Frage an Silvana Koch-Mehrin von Andreas B. bezüglich Gesellschaftspolitik, soziale Gruppen
Sehr geehrte Frau Dr. Koch-Mehrin,
ich wende mich heute an Sie als FDP-Spitzenkandidaten als stellvertretende Fraktionsvorsitzende der liberalen Fraktion im Europäischen Parlament (ALDE-Fraktion). In Deutschland sprechen Sie sich gegen eine Erweiterung der Antidiskriminierungsrichtlinien durch die Europäische Union aus. Als Begründung nennen Sie hierfür häufig, dass dies zu mehr Bürokratie führen würde. Ist für Sie Bürokratieabbau wichtiger als der Kampf für Gleichstellung und gegen Diskriminierung? Oder ist es Populismus, wenn Sie und die anderen Liberalen in Deutschland gegen die EU-Antidiskriminierungsrichtlinie kämpfen und dann aber Ihre Liberale-Fraktion im Europaparlament dafür stimmt?
Mit freundlichen Grüßen
Andreas Blau
Sehr geehrter Herr Blau,
vielen Dank für Ihre Frage vom 20. Mai, die ich im Folgenden gerne beantworte.
Die gegen die Stimmen der FDP verabschiedete EU-Richtlinie zur Antidiskriminierung verstößt nach unserer Auffassung gegen das Prinzip der Subsidiarität. Es fällt nicht in die Kompetenz des EU-Gesetzgebers, in der Sozialgesetzgebung derart weit in die Selbstbestimmung der Mitgliedstaaten einzugreifen. Die Bekämpfung von Diskriminierungen aller Art ist für Liberale ein unbedingtes Kernanliegen. Die vorgesehene Ausdehnung der Antidiskriminierungsvorschriften auf nahezu alle Lebensbereiche ist aber realitätsfremd.

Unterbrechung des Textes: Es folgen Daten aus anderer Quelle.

PR #2246, opened 2023-07-14
Update author check error message

namurphy:
This PR amends the author check error message with some contextual information about how some of the fields are needed for abstract submission. It also adds the `email` field to the example entry for `CITATION.cff`.


JaydenR2305 (approved):
LGTM!

PR #2256, opened 2023-07-26
Cythonify lite functions

namurphy:
This is a prototype for converting the lite-functions from Numba to Cython.


namurphy:
Thinking more about this, it might be better to keep all of the Cython stuff packaged outside of core.  I'm remembering back to https://github.com/astropy/astropy/issues/7660, for example.

PR #2267, opened 2023-08-03
fix typo in test for ExcessStatistics class

gregordecristoforo:
## Description

While working on the next PR for the time_series sub-module I discovered that I didn't update the docstring of a test for the ExcessStatistics class. Originally I implemented the code as a function and forgot to update the docstring when I turned it into a class.

## Related issues

None


namurphy (approved):
Thank you for the fix!

PR #2275, opened 2023-08-07
Add class for calculating conditional average of time series.

### LINKED ISSUE #2125: Conditional averaging for time series
### Feature description

For a given time series and given threshold values, find the conditional average and conditional variance.

### Motivation

This functionality has been developed and applied for time series analysis of intermittent fluctuations in the SOL region of fusion experiments. Some examples are listed below:
https://doi.org/10.1016/j.nme.2016.11.008 (figure 11, 12)
https://doi.org/10.1088/0741-3335/58/4/044006 (figure 10)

So führt zum Beispiel die in der Richtlinie verankerte Beweislastumkehr dazu, dass Beschuldigungen ohne hinreichende Beweise ausreichen, um ein Verfahren zu eröffnen. Betroffene müssten dadurch Entschädigungen leisten, obwohl sie nicht diskriminiert haben, aber ihre Unschuld nicht nachweisen können. Das passt nicht in einen Rechtsstaat. Sozialgesetzgebung muss Sache der Nationalstaaten bleiben.